Polizeichef Uwe Kiez erläuterte am Donnerstag auf einer Pressekonferenz die Ausschreitungen.  © DPA

Bautzen - Die gewalttätigen Ausschreitungen zwischen Flüchtlingen und Einheimischen in Bautzen (unser Artikel dazu von 7 Uhrsind von Asylsuchenden ausgegangen. 

+++ UPDATE 16.09.: Ca. 300 Rechte sorgten auch Donnerstagabend für aggressive Stimmung in Bautzen +++

Aus einer Gruppe von 15 bis 20 unbegleiteten, minderjährigen Asylbewerbern seien Flaschen und Steine in Richtung der Rechten geflogen, sagte der Bautzener Polizeichef Uwe Kilz am Donnerstag bei einer Pressekonferenz in Bautzen. 

Er machte aber auch klar, dass sich die Rechten zuvor auf Facebook verabredet hätten und dann im angetrunkenen Zustand versucht haben, den Flüchtlingen "habhaft zu werden." 

Auch bereits bei einer Konfrontation am vergangenen Samstag (10. September) wäre die Gewalt zunächst von jungen Flüchtlingen ausgegangen.

Die Polizei ermittelt nach den Ereignissen vom Donnerstag nun gemeinsam mit dem für Extremismus zuständigen Operativen Abwehrzentrum (OAZ). Es werde derzeit Videomaterial ausgewertet, erklärte der stellvertretende Leiter der Polizeidirektion Görlitz, Klaus Mehlberg, am Donnerstag in Bautzen. Ermittelt wird wegen des Verdachts des Landfriedensbruchs sowie gefährlicher Körperverletzung. Zahlreiche Personalien seien aufgenommen worden, eine Reihe von Personen der Polizei bereits bekannt.

Die Polizei kündigte zudem an, ihre Präsenz auf dem Kornmarkt in Bautzen zu verstärken. "Wir werden auch in den nächsten Tagen vor Ort sein und das Problem in den Griff bekommen", sagte Mehlberg. Dafür seien noch mehr Zusatzkräfte als bisher geplant. Der Leiter des Polizeireviers Bautzen, Uwe Kilz, sieht die Polizei nach den wiederholten Einsätzen der vergangenen Tagen an der Grenze. 

Der Landkreis Bautzen will den etwa 30 in der Stadt lebenden jugendlichen Flüchtlingen nun ein Alkoholverbot und eine Ausgangssperre ab 19 Uhr aussprechen. 

Die Stadt Bautzen plant den Einsatz zusätzlicher Streetworker.

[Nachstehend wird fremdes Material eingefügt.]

PR #508, opened 2018-11-08
CPKAFKA-1868: Improve consumer tests

stanislavkozlovski:
This PR adds:
* tests verifying that the `DelayQueue<RunnableReadTask> delayedReadTasks` is populated
* tests verifying that `RunnableReadTask` delays are updated
* tests verifying that `backoff.ms` affects task re-schedules
* a bigger, integration-like load tests where we spawn 50 consumers and run for 1 minute

### DIFF
--- a/kafka-rest/src/test/java/io/confluent/kafkarest/unit/ConsumerManagerTest.java
+++ b/kafka-rest/src/test/java/io/confluent/kafkarest/unit/ConsumerManagerTest.java
@@ -386,7 +386,6 @@ public class ConsumerManagerTest {
       public void onCompletion(List<? extends ConsumerRecord<byte[], byte[]>> records,
                                RestException e) {
         sawCallback = true;
-        actualRecords = records;
         actualException = e;
       }
     });
@@ -394,16 +393,19 @@ public class ConsumerManagerTest {
     // backoff is 250
     Thread.sleep(100);
     // backoff should be in place right now. the read task should be delayed and re-ran until the max.bytes or timeout is hit
-    System.out.println(consumerManager.delayedReadTasks.size());
+    assertEquals(1, consumerManager.delayedReadTasks.size());
     Thread.sleep(100);
     assertEquals(1, consumerManager.delayedReadTasks.size());
     f.get();
+    assertTrue("Callback not called", sawCallback);
+    assertNull("Callback exception should not be populated", actualException);
   }
 
   @Test
   public void testBackoffMsUpdatesReadTaskExpiry() throws Exception {
     Properties props = new Properties();
-    props.setProperty(KafkaRestConfig.CONSUMER_ITERATOR_BACKOFF_MS_CONFIG, "1000");
+    int backoffMs = 1000;
+    props.setProperty(KafkaRestConfig.CONSUMER_ITERATOR_BACKOFF_MS_CONFIG, Integer.toString(backoffMs));
     // This setting supports the testConsumerOverrides test. It is otherwise benign and should
     // not affect other tests.
     props.setProperty("exclude.internal.topics", "false");
@@ -432,8 +434,8 @@ public class ConsumerManagerTest {
       fail("Could not get read task in time. It should not be null");
     }
     long delay = readTask.getDelay(TimeUnit.MILLISECONDS);
-    assertTrue(delay < 1000);
-    assertTrue(delay > 700);
+    assertTrue(delay < backoffMs);
+    assertTrue(delay > (backoffMs * 0.5));
     f.get();
   }
 
--- a/kafka-rest/src/test/java/io/confluent/kafkarest/unit/ConsumerManagerTest.java
+++ b/kafka-rest/src/test/java/io/confluent/kafkarest/unit/ConsumerManagerTest.java
@@ -437,6 +437,44 @@ public class ConsumerManagerTest {
     f.get();
   }
 
+  @Test
+  public void testConsumerExpirationIsUpdated() throws Exception {
+    expectCreateNoData();
+    EasyMock.expect(mdObserver.topicExists(topicName)).andReturn(true);
+    EasyMock.replay(mdObserver, consumerFactory);
+    String cid = consumerManager.createConsumer(
+            groupName, new ConsumerInstanceConfig(EmbeddedFormat.BINARY));
+    ConsumerState state = consumerManager.getConsumerInstance(groupName, cid);
+    long initialExpiration = state.expiration;
+
+    Future f = readTopicFuture(cid, topicName, Long.MAX_VALUE, new ConsumerReadCallback<byte[], byte[]>() {
+      @Override
+      public void onCompletion(List<? extends ConsumerRecord<byte[], byte[]>> records,
+                               RestException e) {
+        sawCallback = true;
+        actualRecords = records;
+        actualException = e;
+      }
+    });
+    Thread.sleep(100);
+    assertTrue(state.expiration > initialExpiration);
+    initialExpiration = state.expiration;
+
+    f.get();
+    assertTrue(state.expiration > initialExpiration);
+
+    initialExpiration = state.expiration;
+    consumerManager.commitOffsets(groupName, cid, new ConsumerManager.CommitCallback() {
+      @Override
+      public void onCompletion(List<TopicPartitionOffset> offsets, Exception e) {
+        sawCallback = true;
+
+        actualException = e;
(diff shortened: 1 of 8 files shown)


kafka-rest/src/test/java/io/confluent/kafkarest/unit/ConsumerManagerTest.java
```diff
@@ -364,6 +364,119 @@ public void testMultipleTopicSubscriptionsFail() throws Exception {
...
+    expectCreateNoData();
+    EasyMock.expect(mdObserver.topicExists(topicName)).andReturn(true);
+    EasyMock.replay(mdObserver, consumerFactory);
+    String cid = consumerManager.createConsumer(groupName,
+            new ConsumerInstanceConfig(EmbeddedFormat.BINARY));
+    Future f = readTopicFuture(cid, topicName, Long.MAX_VALUE, new ConsumerReadCallback<byte[], byte[]>() {
+      @Override
+      public void onCompletion(List<? extends ConsumerRecord<byte[], byte[]>> records,
+                               RestException e) {
+        sawCallback = true;
```
hachikuji: Unless I'm missing something, we don't appear to do any validation of these fields.

kafka-rest/src/test/java/io/confluent/kafkarest/unit/ConsumerManagerTest.java
```diff
@@ -364,6 +364,119 @@ public void testMultipleTopicSubscriptionsFail() throws Exception {
...
+    });
+
+    Thread.sleep(100);
+    ConsumerManager.RunnableReadTask readTask = consumerManager.delayedReadTasks.peek();
+    if (readTask == null) {
+      fail("Could not get read task in time. It should not be null");
+    }
+    long delay = readTask.getDelay(TimeUnit.MILLISECONDS);
+    assertTrue(delay < 1000);
+    assertTrue(delay > 700);
```
hachikuji: Where does this value come from? Are there any concerns about this test becoming flaky?

kafka-rest/src/test/java/io/confluent/kafkarest/v2/LoadTest.java
```diff
@@ -0,0 +1,172 @@
...
+            assertNull(actualException);
+            assertNull(actualRecords);
+            assertFalse(sawCallback);
+            schedulePoll();
+            consumerManager.readRecords(consumer.groupName, consumer.cid(), BinaryKafkaConsumerState.class,
+                    -1, Long.MAX_VALUE, callback);
+        }
+
+        void verifyRead() {
+            Assert.assertTrue("Callback failed to fire", sawCallback);
```
hachikuji: nit: static import `assertTrue`?

kafka-rest/src/test/java/io/confluent/kafkarest/v2/LoadTest.java
```diff
@@ -0,0 +1,172 @@
...
+
+    private Capture<Properties> capturedConsumerConfig;
+
+    private long requestTimeoutMs = 1000;
+
+    class ConsumerTestRun {
+        private final MockConsumer consumer;
+        private volatile boolean sawCallback;
+        private ConsumerReadCallback callback;
+        private RestException actualException;
```
hachikuji: I guess this and `actualRecords` should be volatile also?

kafka-rest/src/test/java/io/confluent/kafkarest/v2/LoadTest.java
```diff
@@ -0,0 +1,172 @@
...
+
+    private static final String topicName = "testtopic";
+
+    private Capture<Properties> capturedConsumerConfig;
+
+    private long requestTimeoutMs = 1000;
+
+    class ConsumerTestRun {
+        private final MockConsumer consumer;
+        private volatile boolean sawCallback;
```
hachikuji: nit: this field seems redundant since we expect one of `actualRecords` or `actualException` to be set.

kafka-rest/src/test/java/io/confluent/kafkarest/v2/LoadTest.java
```diff
@@ -0,0 +1,172 @@
...
+import java.util.Collections;
+import java.util.List;
+import java.util.Properties;
+
+import static org.junit.Assert.assertEquals;
+import static org.junit.Assert.assertFalse;
+import static org.junit.Assert.assertNull;
+
+@RunWith(EasyMockRunner.class)
+public class LoadTest {
```
hachikuji: Nice work on this. This seems pretty good for verifying the backoff behavior. I guess the main gap is that we don't have a good way to simulate the interaction with the rebalance protocol. It might also be nice to be able to mix offset commit calls. Anyway, it's a good start.

kafka-rest/src/test/java/io/confluent/kafkarest/v2/LoadTest.java
```diff
@@ -0,0 +1,172 @@
...
+
+        for (ConsumerTestRun run: consumers) {
+            run.bootstrap();
+        }
+
+        for (ConsumerTestRun run: consumers) {
+            run.read();
+        }
+        for (int i = 0; i < 60; i++) {
+            awaitRead();
```
hachikuji: I'm wondering if there's any way we could add some variability here. To simulate real load, the requests would be arriving at different intervals rather than all at once.

kafka-rest/src/test/java/io/confluent/kafkarest/unit/ConsumerManagerTest.java
stanislavkozlovski: It's possible but I believe it shouldn't be flaky. I'll make the value more clear - it comes from the backoff.ms

kafka-rest/src/test/java/io/confluent/kafkarest/v2/LoadTest.java
stanislavkozlovski: Yeah. I don't think volatile should have much effect here since we're doing things in a serial manner - maybe for the memory barrier it's useful. I added the original in good taste

kafka-rest/src/test/java/io/confluent/kafkarest/v2/LoadTest.java
stanislavkozlovski: I'm not sure how easy it would be to verify the rebalance protocol. The `MockConsumer` does not seem to respect other consumers that have joined the group - you only schedule the records it should return on `poll()`.
We could modify the callback we give it to mimic the rebalances. I can open a JIRA for that if you think it's a reasonable approach

kafka-rest/src/test/java/io/confluent/kafkarest/v2/LoadTest.java
stanislavkozlovski: I think that it helps keep the test code clearer and more succinct. Otherwise I think it would be more code to print out a message saying whether the callback was fired at all or not (check exception, check records and if both null fail)

kafka-rest/src/test/java/io/confluent/kafkarest/unit/ConsumerManagerTest.java
hachikuji: There are a few more with the same problem. Maybe we could just create a function which does the following:
```java
f.get();
assertTrue("Callback not called", sawCallback);
assertNull("Callback exception should not be populated", actualException);
```
Then we can call it at the end of each function instead of `f.get()`.

hachikuji:
One test failure: https://jenkins.confluent.io/job/confluentinc-pr/job/kafka-rest/job/PR-508/5/testReport/io.confluent.kafkarest/ConsumerManagerTest/testConsumerExceptions/.

stanislavkozlovski:
The exception raised is `io.confluent.rest.exceptions.RestServerErrorException: Kafka error: Iterator is in failed state` from the null record provided in `referenceRecords`. I'm not sure if it's possible to even recover that `ConsumerIterator`.

Unless we can find an easy way to fix this, I propose we delete the test, given it has apparently never worked and the `ConsumerIterator` is deprecated itself

hachikuji:
@stanislavkozlovski Ok, if there's no easy way to salvage anything useful from the test, then let's go ahead and remove it. I agree that we'd need more logic to recover from a failed iterator.

stanislavkozlovski:
@hachikuji removed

UPDATE, 16.51 Uhr: Sachsens Innenminister Markus Ulbig (CDU, 52) äußerte sich am Donnerstag: "Der Staat darf sich das nicht gefallen lassen. Wir werden die Sicherheit in Bautzen gewährleisten. Möglichkeiten sind Aufenthalts- und Alkoholverbote."

UPDATE, 17:55 Uhr:  Tatsächlich greift der zuständige Landkreis nun gegen junge Asylbewerber hart durch. Vier Rädelsführer aus einem Wohnheim im Alter zwischen 15 und 20 Jahren wurden an andere Standorte gebracht, damit sie keinen Einfluss mehr auf ihre Mitbewohner ausüben können, teilte der Landkreis Bautzen am Donnerstag mit.

Außerdem wurde die Hausordnung in dem vom Landkreis betriebenen Heim verschärft: Für die etwa 30 in Bautzen lebenden unbegleiteten, minderjährigen Asylbewerber gelten fortan ein Alkoholverbot und eine Ausgangssperre ab 19 Uhr.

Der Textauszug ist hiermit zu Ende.